Supplied information START

Issue #933, opened 2026-05-29
Zero/inaccurate relationships count from apoc.meta.schema


Shady-Hegazy:
For the below bug report, we exemplify using the Geography DB from the CypherBench collection of datasets.[Schema file.](https://huggingface.co/datasets/megagonlabs/cypherbench/blob/main/graphs/schemas/geography_schema.json)

## Expected Behavior

apoc.meta.schema() and apoc.meta.schema({sample: -1}) should return accurate relationship count values per node label, where:

- Outgoing counts are non-zero when relationships exist.
- Source-side (out) and target-side (in) counts for the same directed relationship are equal.
- Per-label-pair counts reflect only relationships between that specific label pair, not global totals.

## Actual Behavior

Both commands produce inaccurate count values. Four problems observed:

1. Outgoing counts consistently reported as 0 for high-cardinality source labels (in Geography domain e.g., Mountain, River, Lake) even when the target-side incoming count is non-zero. It seems to occur exclusively for outgoing relationships.  
2. Consequently: source/target counts are contradictory for the same relationship (e.g., flowsThrough: River out → 0, Country in → 82,155).
3. Per-label-pair counts equal global totals — the same global count is reported for multiple distinct target labels simultaneously (e.g., both Lake.flowsInto and Ocean.flowsInto report 75,139).
4. Sampled mode (without 'sample:-1')severely undercounts (e.g., flowsInto: sampled 1,032 vs full-scan 75,139).

## How to Reproduce the Problem

1. Load and start a dataset that has directed relationships.
2. Run CALL apoc.meta.schema({sample: -1})
3. Compare reported counts for 'OUT' relationships against actual counts in the DB. Plus, check the duplication (reuse of global total counts) for relationships that are defined for different node pairs.
4. Run CALL apoc.meta.schema() and compare sampled vs full-scan counts 

### Simple Dataset (where it's possibile)

Geography dataset in https://github.com/megagonlabs/cypherbench. Neo4j docker images are available.

### Steps (Mandatory)

1. Load and start a dataset that has directed relationships.
2. Run CALL apoc.meta.schema({sample: -1})
3. Compare reported counts for 'OUT' relationships against actual counts in the DB. Plus, check the duplication (reuse of global total counts) for relationships that are defined for different node pairs.
4. Run CALL apoc.meta.schema() and compare sampled vs full-scan counts 

## Specifications

Version: 2026.04.0
APOC version: 2026.04.0-core
[...]

PR #935, opened 2026-06-01
SURF 1040: Fix Zero/inaccurate relationships count from apoc.meta.schema

gem-neo4j:
Fix the bug that made outgoing relationship counts be set to zero. See https://github.com/neo4j/apoc/issues/933

### DIFF
--- a/core/src/main/java/apoc/meta/MetaRestricted.java
+++ b/core/src/main/java/apoc/meta/MetaRestricted.java
@@ -759,7 +759,7 @@ public class MetaRestricted {
                                         "direction",
                                         "out",
                                         "count",
-                                        metaItem.rightCount,
+                                        metaItem.leftCount,
                                         "labels",
                                         metaItem.other,
                                         "properties",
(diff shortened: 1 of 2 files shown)


core/src/main/java/apoc/meta/MetaRestricted.java
```diff
@@ -759,7 +759,7 @@ private Map<String, Object> collectNodesMetaData(
                                         "direction",
                                         "out",
                                         "count",
-                                        metaItem.rightCount,
+                                        metaItem.leftCount,
```
JoelBergstrand, line 762: Do I understand correctly that the `rightCount` represents the incoming relationships and the `leftCount` the outgoing? There by the bug as this is `out`.

JoelBergstrand (approved):

core/src/main/java/apoc/meta/MetaRestricted.java
gem-neo4j: Yeah that was my understanding, where they are defined they have this:

```
leftCount += out;
rightCount += in;
```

Supplied information END

Task to complete :: Pull every line containing "side" out of the entries.

Answer box ::
- Source-side (out) and target-side (in) counts for the same directed relationship are equal.
1. Outgoing counts consistently reported as 0 for high-cardinality source labels (in Geography domain e.g., Mountain, River, Lake) even when the target-side incoming count is non-zero. It seems to occur exclusively for outgoing relationships.  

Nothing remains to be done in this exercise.